Records contained in a dataset:
▼
PR #15730, opened 2024-08-27
runtime/exitcodes: Set exit code according to the SystemExit exception.

RealJohnSmith:
### Summary

Third time is a charm, this PR continues previous PRs, originally at https://github.com/micropython/micropython/pull/14419 and later https://github.com/micropython/micropython/pull/15392

### Testing

### DIFF
--- a/shared/runtime/pyexec.c
+++ b/shared/runtime/pyexec.c
@@ -76,6 +76,10 @@ static int parse_compile_execute(const void *source, mp_parse_input_kind_t input
     nlr_buf_t nlr;
     nlr.ret_val = NULL;
     if (nlr_push(&nlr) == 0) {
+        #if MICROPY_PYEXEC_ENABLE_VM_ABORT
+        nlr_set_abort(&nlr);
+        #endif
+
         mp_obj_t module_fun;
         #if MICROPY_MODULE_FROZEN_MPY
         if (exec_flags & EXEC_FLAG_SOURCE_IS_RAW_CODE) {
@@ -120,7 +124,7 @@ static int parse_compile_execute(const void *source, mp_parse_input_kind_t input
         mp_hal_set_interrupt_char(-1); // disable interrupt
         mp_handle_pending(true); // handle any pending exceptions (and any callbacks)
         nlr_pop();
-        ret = 1;
+        ret = PYEXEC_NORMAL_EXIT;
         if (exec_flags & EXEC_FLAG_PRINT_EOF) {
             mp_hal_stdout_tx_strn("\x04", 1);
         }
@@ -139,15 +143,41 @@ static int parse_compile_execute(const void *source, mp_parse_input_kind_t input
             mp_hal_stdout_tx_strn("\x04", 1);
         }
 
-        // check for SystemExit
-        if (mp_obj_is_subclass_fast(MP_OBJ_FROM_PTR(((mp_obj_base_t *)nlr.ret_val)->type), MP_OBJ_FROM_PTR(&mp_type_SystemExit))) {
-            // at the moment, the value of SystemExit is unused
+        #if MICROPY_PYEXEC_ENABLE_VM_ABORT
+        if (nlr.ret_val == NULL) { // abort
+            ret = PYEXEC_ABORT;
+        } else
+        #endif
+        if (mp_obj_is_subclass_fast(MP_OBJ_FROM_PTR(((mp_obj_base_t *)nlr.ret_val)->type), MP_OBJ_FROM_PTR(&mp_type_SystemExit))) { // system exit
+            #if MICROPY_PYEXEC_ENABLE_EXIT_CODE_HANDLING
+            mp_obj_t val = mp_obj_exception_get_value(MP_OBJ_FROM_PTR(nlr.ret_val));
+            if (val != mp_const_none) {
+                if (mp_obj_is_int(val)) {
+                    ret = (int)mp_obj_int_get_truncated(val);
+                } else {
+                    mp_obj_print_helper(MICROPY_ERROR_PRINTER, val, PRINT_STR);
+                    mp_print_str(MICROPY_ERROR_PRINTER, "\n");
+                    ret = PYEXEC_UNHANDLED_EXCEPTION;
+                }
+            } else {
+                ret = PYEXEC_NORMAL_EXIT;
+            }
+            #else
             ret = PYEXEC_FORCED_EXIT;
-        } else {
+            #endif
+        } else { // other exception
             mp_obj_print_exception(&mp_plat_print, MP_OBJ_FROM_PTR(nlr.ret_val));
-            ret = 0;
+            ret = PYEXEC_UNHANDLED_EXCEPTION;
+            #if MICROPY_PYEXEC_ENABLE_EXIT_CODE_HANDLING
+            if (mp_obj_is_subclass_fast(MP_OBJ_FROM_PTR(((mp_obj_base_t *)nlr.ret_val)->type), MP_OBJ_FROM_PTR(&mp_type_KeyboardInterrupt))) { // keyboard interrupt
+                ret = PYEXEC_KEYBOARD_INTERRUPT;
+            }
+            #endif
         }
     }
+    #if MICROPY_PYEXEC_ENABLE_VM_ABORT
+    nlr_set_abort(NULL);
+    #endif
 
     #if MICROPY_REPL_INFO
     // display debugging info if wanted
--- a/shared/runtime/pyexec.h
+++ b/shared/runtime/pyexec.h
@@ -37,6 +37,17 @@ extern pyexec_mode_kind_t pyexec_mode_kind;
 
 #define PYEXEC_FORCED_EXIT (0x100)
 
+#if MICROPY_PYEXEC_ENABLE_EXIT_CODE_HANDLING
+#define PYEXEC_NORMAL_EXIT (0)
+#define PYEXEC_UNHANDLED_EXCEPTION (1)
+#define PYEXEC_KEYBOARD_INTERRUPT (128 + 2) // same as SIG INT exit code
+#define PYEXEC_ABORT (128 + 9)              // same as SIG KILL exit code
+#else
+#define PYEXEC_NORMAL_EXIT (1)
+#define PYEXEC_UNHANDLED_EXCEPTION (0)
+#define PYEXEC_ABORT PYEXEC_FORCED_EXIT
+#endif
+
 int pyexec_raw_repl(void);
 int pyexec_friendly_repl(void);
 int pyexec_file(const char *filename);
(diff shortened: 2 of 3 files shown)


RealJohnSmith:
@dpgeorge @dlech Can you please review this code, if the changes made in the previous PR (https://github.com/micropython/micropython/pull/15392) satisfy the comments? If not, we can change it in some way, but please tell me in what way.

dpgeorge:
There are two independent things in this PR:
1. Add support for VM abort to the pyexec code.
2. Do more sophisticated handling of uncaught exceptions in pyexec.

Both of these things seem reasonable.  But for (1) it would be great if this was in a separate commit, to show exactly what's changed for that.  And it also needs to have a separate option to control it, eg `MICROPY_PYEXEC_ENABLE_VM_ABORT`.  That's because some users of this function may want to enable `MICROPY_ENABLE_VM_ABORT` but have the abort go out to a higher level than pyexec code.

shared/runtime/pyexec.c
```diff
@@ -139,15 +147,46 @@ static int parse_compile_execute(const void *source, mp_parse_input_kind_t input
...
+        if (mp_obj_is_subclass_fast(MP_OBJ_FROM_PTR(((mp_obj_base_t *)nlr.ret_val)->type), MP_OBJ_FROM_PTR(&mp_type_SystemExit))) { // system exit
+            #if MICROPY_ENABLE_EXIT_CODE_HANDLING
+            mp_obj_t val = mp_obj_exception_get_value(MP_OBJ_FROM_PTR(nlr.ret_val));
+            if (val != mp_const_none) {
+                if (mp_obj_is_small_int(val)) {
+                    ret = MP_OBJ_SMALL_INT_VALUE(val);
+                } else {
+                    mp_obj_print(val, PRINT_STR);
+                    mp_print_str(&mp_plat_print, "\n");
+                    ret = PYEXEC_UNHANDLED_EXCEPTION;
```
dpgeorge, line 170: What's the intention of printing the value here?  This is quite unconventional to return a non-int value in a `SystemExit`, so maybe this bit can either do nothing, or call `mp_obj_print_exception`.

But, see also how the unix port handles this: `ports/unix/main.c:handle_uncaught_exception`.  Maybe it's worth copying that code?

shared/runtime/pyexec.c
```diff
@@ -139,15 +147,46 @@ static int parse_compile_execute(const void *source, mp_parse_input_kind_t input
...
+                }
+            } else {
+                ret = 0;
+            }
+            #else
+            ret = PYEXEC_FORCED_EXIT;
+            #endif
+        } else { // other exception
+            mp_obj_print_exception(&mp_plat_print, MP_OBJ_FROM_PTR(nlr.ret_val));
```
dpgeorge, line 179: To eliminate duplication of code for this line in the case of a `KeyboardInterrupt` I suggest:
```c
} else { // other exception
    ret = PYEXEC_UNHANDLED_EXCEPTION;
    #if MICROPY_ENABLE_EXIT_CODE_HANDLING
    if (mp_obj_is_subclass_fast(MP_OBJ_FROM_PTR(((mp_obj_base_t *)nlr.ret_val)->type), MP_OBJ_FROM_PTR(&mp_type_KeyboardInterrupt))) {
        ret = PYEXEC_KEYBOARD_INTERRUPT;
    }
    #endif
}
```
And then define `PYEXEC_UNHANDLED_EXCEPTION` as 0 when `MICROPY_ENABLE_EXIT_CODE_HANDLING` is disabled.

shared/runtime/pyexec.c
RealJohnSmith: It is to keep the behavior consistent with real python:

https://python.readthedocs.io/en/latest/library/exceptions.html#SystemExit
> If the value is an integer, it specifies the system exit status (passed to C’s exit() function); if it is None, the exit status is zero; if it has another type (such as a string), the object’s value is printed and the exit status is one.

I know it strictly doesn't have to be and that it is something a little different, but I don't see any reason with not honoring this particular behavior.

Do you want me to change it in some way?

stinos: > If the value is an integer,

Makes sense, but minor remark: I don't think it is 100% guaranteed (because of different object representations) that `mp_obj_is_small_int(val)` expresses 'is an integer value' exactly, i.e. there might be integers whos value is larger than what a small int can represent but are still a valid exit code. So perhaps this should try to extract an integer value without forcing it to be a small int?

RealJohnSmith:
Thank you for your time and input. I changed it according to your comments. 
Originally it used to be in two commits, but some time ago, there was a merge conflict as master changed in the meantime quite some bit, in this handling. I fixed the conflict in one go, as it would have been complicated cherry picking specific lines in which belongs where and how it resolves that conflict. Is it ok to have it as one commit after all?

shared/runtime/pyexec.c
RealJohnSmith: I believe that a valid exit code is only one byte long anyway, 0 to 255 (sometimes -1, which is equivalent to 255). So I don't think this should be an issue. Is there a case where bigger exit codes might be needed? Can you point to some documentation where they are used? What function do you suggest instead of `mp_obj_is_small_int(val)` ?

RealJohnSmith: the int is passed to the C exit function.

According to its docs, https://man7.org/linux/man-pages/man3/exit.3.html, only the 0xFF part (the least significant byte, 0-255) is masked and used.

stinos: > is masked and used.

Those are some version linux-specific docs so in my understanding they only specify one particular use case 'returned to the parent when using wait'. It's easy enough to find conflicting information which shows the full 32bit can in fact be used both on unix and especially on windows where it's not uncommon; first search result: https://stackoverflow.com/questions/179565/exit-codes-bigger-than-255-possible.  

> What function do you suggest instead

Hmm, good question. Also depends on whether it should be an actual integer (`mp_obj_get_int`), or something which can be converted to an integer (`mp_obj_get_int_maybe`). But in any case another small issue is that those use `mp_int_t` not `int`. Probably fine to just cast the result to `int` though for completeness I'd document that somewhere.

RealJohnSmith: `mp_obj_is_small_int` should be fine up to 32bits, right? I understand that this is a "pointer-size int". Is it correct?

re `mp_obj_get_int_maybe` - is there a method/helper, which can check whether it is castable? To run the check before the get and maybe do something else with the object.

stinos: > mp_obj_is_small_int should be fine up to 32bits, right? I understand that this is a "pointer-size int". Is it correct?

It's stored in a machine word, but it has 1 or 2 bits less available for the actual representation, see mpconfig.h. So not necessarily 32 bits.


> re mp_obj_get_int_maybe - is there a method/helper, which can check whether it is castable? To run the check before the get and maybe do something else with the object.

On second thought mp_obj_get_int_maybe should not be used here because it can fall back to calling `MP_UNARY_OP_INT_MAYBE` which is probably not intended, and I doubt anyone is going to use it anyway. So probably:

```
if (mp_obj_is_int(val)) {
    val= (int) mp_obj_int_get_truncated(arg);
}
```

is ok here.

RealJohnSmith: Ok, I applied this and force pushed. Should be ok resolved now.

RealJohnSmith:
Is it ok now, in its current form?

RealJohnSmith:
What blocks it from mergin?

shared/runtime/pyexec.c
```diff
@@ -139,15 +143,41 @@ static int parse_compile_execute(const void *source, mp_parse_input_kind_t input
...
+        #endif
+        if (mp_obj_is_subclass_fast(MP_OBJ_FROM_PTR(((mp_obj_base_t *)nlr.ret_val)->type), MP_OBJ_FROM_PTR(&mp_type_SystemExit))) { // system exit
+            #if MICROPY_PYEXEC_ENABLE_EXIT_CODE_HANDLING
+            mp_obj_t val = mp_obj_exception_get_value(MP_OBJ_FROM_PTR(nlr.ret_val));
+            if (val != mp_const_none) {
+                if (mp_obj_is_int(val)) {
+                    ret = (int)mp_obj_int_get_truncated(val);
+                } else {
+                    mp_obj_print(val, PRINT_STR);
+                    mp_print_str(&mp_plat_print, "\n");
```
dpgeorge, line 159: CPython prints this message to stderr, so if we are aiming to match CPython (which I think is a good idea), this should be:
```c
mp_obj_print_helper(MICROPY_ERROR_PRINTER, val, PRINT_STR);
mp_print_str(MICROPY_ERROR_PRINTER, "\n");
```

shared/runtime/pyexec.c
```diff
@@ -139,15 +143,41 @@ static int parse_compile_execute(const void *source, mp_parse_input_kind_t input
...
+                    ret = PYEXEC_UNHANDLED_EXCEPTION;
+                }
+            } else {
+                ret = 0;
```
dpgeorge, line 163: This can probably be `ret = PYEXEC_NORMAL_EXIT`.

shared/runtime/pyexec.h
```diff
@@ -37,6 +37,23 @@ extern pyexec_mode_kind_t pyexec_mode_kind;
 
 #define PYEXEC_FORCED_EXIT (0x100)
 
+#if MICROPY_PYEXEC_ENABLE_EXIT_CODE_HANDLING
+#define PYEXEC_NORMAL_EXIT (0)
+#define PYEXEC_UNHANDLED_EXCEPTION (1)
+#define PYEXEC_KEYBOARD_INTERRUPT (128 + 2) // same as SIG INT exit code
+#define PYEXEC_ABORT (128 + 9)              // same as SIG KILL exit code
+#else
+#ifndef PYEXEC_NORMAL_EXIT
```
dpgeorge, line 46: I don't think you need to provide user configurability of these constants.  It can just be:
```
#define PYEXEC_NORMAL_EXIT (1)
#define PYEXEC_UNHANDLED_EXCEPTION (0)
#define PYEXEC_ABORT PYEXEC_FORCED_EXIT
```

shared/runtime/pyexec.h
```diff
@@ -37,6 +37,23 @@ extern pyexec_mode_kind_t pyexec_mode_kind;
 
 #define PYEXEC_FORCED_EXIT (0x100)
 
+#if MICROPY_PYEXEC_ENABLE_EXIT_CODE_HANDLING
+#define PYEXEC_NORMAL_EXIT (0)
+#define PYEXEC_UNHANDLED_EXCEPTION (1)
```
dpgeorge, line 42: How does one distinguish between an unhandled exception, and a `SystemExit(1)`?

RealJohnSmith: One doesn't. That is ok. It is not distinguishable in other programs as well. Only by additional stderr output

RealJohnSmith:
Ok, I updated the code according to the comments

RealJohnSmith:
Is there anything else I should update, or is this ok to accept and merge? @dpgeorge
▲
Give the number of lines in the records that contain the string "correct", and nothing besides.

2